PR #35, opened 2020-02-25
handler() variable redundancy/naming cleanup

davidklaftenegger:
This patch cleans up some redundant variables and confusing naming in the segfault handler function.

Due to my inability to use github nicely, this replaces #34

### DIFF
--- a/src/backend/mpi/swdsm.cpp
+++ b/src/backend/mpi/swdsm.cpp
@@ -3,6 +3,8 @@
  * @brief This file implements the MPI-backend of ArgoDSM
  * @copyright Eta Scale AB. Licensed under the Eta Scale Open Source License. See the LICENSE file for details.
  */
+#include<cstddef>
+
 #include "signal/signal.hpp"
 #include "virtual_memory/virtual_memory.hpp"
 #include "swdsm.h"
@@ -295,14 +297,14 @@ void init_mpi_cacheblock(void){
 	MPI_Type_commit(&cacheblock);
 }
 
-unsigned long alignAddr(unsigned long addr){
-	unsigned long mod = addr % pagesize;
-	if(addr % pagesize != 0){
-		addr = addr - mod;
-	}
-	addr /= pagesize;
-	addr *= pagesize;
-	return addr;
+/**
+ * @brief align an offset into a memory region to the beginning of its size block
+ * @param offset the unaligned offset
+ * @param size the size of each block
+ * @return the beginning of the block of size size where offset is located
+ */
+inline std::size_t align_backwards(std::size_t offset, std::size_t size) {
+	return (offset / size) * size;
 }
 
 void handler(int sig, siginfo_t *si, void *unused){
@@ -312,19 +314,18 @@ void handler(int sig, siginfo_t *si, void *unused){
 
 	unsigned long tag;
 	argo_byte owner,state;
-	unsigned long distrAddr =  (unsigned long)((unsigned long)(si->si_addr) - (unsigned long)(startAddr));
+	/* compute offset in distributed memory in bytes, always positive */
+	const std::size_t access_offset = static_cast<char*>(si->si_addr) - static_cast<char*>(startAddr);
 
-	unsigned long alignedDistrAddr = alignAddr(distrAddr);
-	unsigned long remCACHELINE = alignedDistrAddr % (CACHELINE*pagesize);
-	unsigned long lineAddr = alignedDistrAddr - remCACHELINE;
-	unsigned long classidx = get_classification_index(lineAddr);
+	/* align access offset to cacheline */
+	const std::size_t aligned_access_offset = align_backwards(access_offset, CACHELINE*pagesize);
+	unsigned long classidx = get_classification_index(aligned_access_offset);
 
-	unsigned long * localAlignedAddr = (unsigned long *)((char*)startAddr + lineAddr);
-	unsigned long startIndex = getCacheIndex(lineAddr);
-	alignedDistrAddr = lineAddr;
-
-	unsigned long homenode = getHomenode(lineAddr);
-	unsigned long offset = getOffset(lineAddr);
+	/* compute start pointer of cacheline. char* has byte-wise arithmetics */
+	char* const aligned_access_ptr = static_cast<char*>(startAddr) + aligned_access_offset;
+	unsigned long startIndex = getCacheIndex(aligned_access_offset);
+	unsigned long homenode = getHomenode(aligned_access_offset);
+	unsigned long offset = getOffset(aligned_access_offset);
 	unsigned long id = 1 << getID();
 	unsigned long invid = ~id;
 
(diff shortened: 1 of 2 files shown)


src/backend/mpi/swdsm.cpp
```diff
@@ -312,19 +314,18 @@ void handler(int sig, siginfo_t *si, void *unused){
...
+	std::size_t aligned_access_offset = align_backwards(access_offset, CACHELINE*pagesize);
+	unsigned long classidx = get_classification_index(aligned_access_offset);
+
+	/* compute start pointer of cacheline. char* has byte-wise arithmetics */
+	char* aligned_access_ptr = reinterpret_cast<char*>(startAddr) + aligned_access_offset;
+	unsigned long startIndex = getCacheIndex(aligned_access_offset);
+	unsigned long homenode = getHomenode(aligned_access_offset);
+	unsigned long offset = getOffset(aligned_access_offset);
 	unsigned long id = 1 << getID();
 	unsigned long invid = ~id;
```
lundgren87: Eventually we should ensure that _all_ variables have better descriptive and more consistent names, in addition to using snake_case in accordance with the code standard. Not important for this specific PR, but the simple fact that `id` equals `1 << getID()` rather than simply the return value of `getID()` is not straightforward.

src/backend/mpi/swdsm.cpp
```diff
@@ -295,14 +297,14 @@ void init_mpi_cacheblock(void){
...
-	addr /= pagesize;
-	addr *= pagesize;
-	return addr;
+/**
+ * @brief align an offset into a memory region to the beginning of its size block
+ * @param offset the pointer or offset
+ * @param size the size of each block
+ * @return the beginning of the block of size size where offset is located
+ */
+inline std::size_t align_backwards(std::size_t offset, std::size_t size) {
```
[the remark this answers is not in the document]
davidklaftenegger: In this particular instance I believe it is the correct type. I have considered uint64_t and std::ptrdiff_t, but the former is quite nondescript and the latter is a signed type. In this particular instance we are dealing with an offset into a memory region, which can only be positive (and the later code complains a lot if the value is signed).

src/backend/mpi/swdsm.cpp
```diff
@@ -312,19 +314,18 @@ void handler(int sig, siginfo_t *si, void *unused){
...
-	unsigned long classidx = get_classification_index(lineAddr);
-
-	unsigned long * localAlignedAddr = (unsigned long *)((char*)startAddr + lineAddr);
-	unsigned long startIndex = getCacheIndex(lineAddr);
-	alignedDistrAddr = lineAddr;
-
-	unsigned long homenode = getHomenode(lineAddr);
-	unsigned long offset = getOffset(lineAddr);
+	/* compute offset in distributed memory in bytes, always positive */
+	std::size_t access_offset = static_cast<char*>(si->si_addr) - static_cast<char*>(startAddr);
```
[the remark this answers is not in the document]
davidklaftenegger: I don't think we have a policy on it; what would be the advantage of having these `const`? Should we have a discussion someday about making a lot more things `const`?

src/backend/mpi/swdsm.cpp
davidklaftenegger: Sure, eventually I would like to get rid of everything in this file and replace it with more modular, easier to read, better documented, and more consistent code. Should we create another ticket for this particular complaint, in the hope someone addresses it?

src/backend/mpi/swdsm.cpp
```diff
@@ -312,19 +314,18 @@ void handler(int sig, siginfo_t *si, void *unused){
...
+
+	/* align access offset to cacheline */
+	std::size_t aligned_access_offset = align_backwards(access_offset, CACHELINE*pagesize);
+	unsigned long classidx = get_classification_index(aligned_access_offset);
+
+	/* compute start pointer of cacheline. char* has byte-wise arithmetics */
+	char* aligned_access_ptr = reinterpret_cast<char*>(startAddr) + aligned_access_offset;
```
davidklaftenegger: Why is none of you complaining about this `reinterpret_cast` that should be a `static_cast`?

src/backend/mpi/swdsm.cpp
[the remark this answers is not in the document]
SakalisC: Mostly as a way of catching unexpected bugs, if we do not except these to be changed anywhere in the code.

src/backend/mpi/swdsm.cpp
SakalisC: I didn't notice :)

src/backend/mpi/swdsm.cpp
lundgren87: I believe it is out of the scope of this PR, as changing either of the variable names above would lead to changes on multiple locations in the backend. Sounds like a good idea for another ticket to be dealt with in the future.

src/backend/mpi/swdsm.cpp
```diff
@@ -411,10 +412,10 @@ void handler(int sig, siginfo_t *si, void *unused){
 	state  = cacheControl[startIndex].state;
 	tag = cacheControl[startIndex].tag;
 
-	if(state == INVALID || (tag != lineAddr && tag != GLOBAL_NULL)){
-		load_cache_entry(alignedDistrAddr, (startIndex%cachesize));
+	if(state == INVALID || (tag != aligned_access_offset && tag != GLOBAL_NULL)) {
+		load_cache_entry(aligned_access_offset, (startIndex%cachesize));
 #ifdef DUAL_LOAD
-		prefetch_cache_entry((alignedDistrAddr+CACHELINE*pagesize), ((startIndex+CACHELINE)%cachesize));
+		prefetch_cache_entry((aligned_access_offset+CACHELINE*pagesize), ((startIndex+CACHELINE)%cachesize));
```
SakalisC: I notice that `alignedDistrAddr` and `lineAddr` seem to have been merged in the new code, I assume it's on purpose?

davidklaftenegger: see line 324 (before the patch): `alignedDistrAddr = lineAddr;`
This is the alias that @pekemark complained about in #26

src/backend/mpi/swdsm.cpp
davidklaftenegger: This is now issue #36, please feel free to contribute your find there.

src/backend/mpi/swdsm.cpp
davidklaftenegger: fixed

src/backend/mpi/swdsm.cpp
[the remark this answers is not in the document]
davidklaftenegger: accepted

src/backend/mpi/swdsm.cpp
SakalisC: Ah right, I missed that.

--------------------------------

◆ INSTRUCTIONS TO FOLLOW ◆
An exact copy of the entries from the line containing "SakalisC: Mostly as" through the last line is the expected answer.

◆ TASK RESULT ◆
SakalisC: Mostly as a way of catching unexpected bugs, if we do not except these to be changed anywhere in the code.

src/backend/mpi/swdsm.cpp
SakalisC: I didn't notice :)

src/backend/mpi/swdsm.cpp
lundgren87: I believe it is out of the scope of this PR, as changing either of the variable names above would lead to changes on multiple locations in the backend. Sounds like a good idea for another ticket to be dealt with in the future.

src/backend/mpi/swdsm.cpp
```diff
@@ -411,10 +412,10 @@ void handler(int sig, siginfo_t *si, void *unused){
 	state  = cacheControl[startIndex].state;
 	tag = cacheControl[startIndex].tag;
 
-	if(state == INVALID || (tag != lineAddr && tag != GLOBAL_NULL)){
-		load_cache_entry(alignedDistrAddr, (startIndex%cachesize));
+	if(state == INVALID || (tag != aligned_access_offset && tag != GLOBAL_NULL)) {
+		load_cache_entry(aligned_access_offset, (startIndex%cachesize));
 #ifdef DUAL_LOAD
-		prefetch_cache_entry((alignedDistrAddr+CACHELINE*pagesize), ((startIndex+CACHELINE)%cachesize));
+		prefetch_cache_entry((aligned_access_offset+CACHELINE*pagesize), ((startIndex+CACHELINE)%cachesize));
```
SakalisC: I notice that `alignedDistrAddr` and `lineAddr` seem to have been merged in the new code, I assume it's on purpose?

davidklaftenegger: see line 324 (before the patch): `alignedDistrAddr = lineAddr;`
This is the alias that @pekemark complained about in #26

src/backend/mpi/swdsm.cpp
davidklaftenegger: This is now issue #36, please feel free to contribute your find there.

src/backend/mpi/swdsm.cpp
davidklaftenegger: fixed

src/backend/mpi/swdsm.cpp
[the remark this answers is not in the document]
davidklaftenegger: accepted

src/backend/mpi/swdsm.cpp
SakalisC: Ah right, I missed that.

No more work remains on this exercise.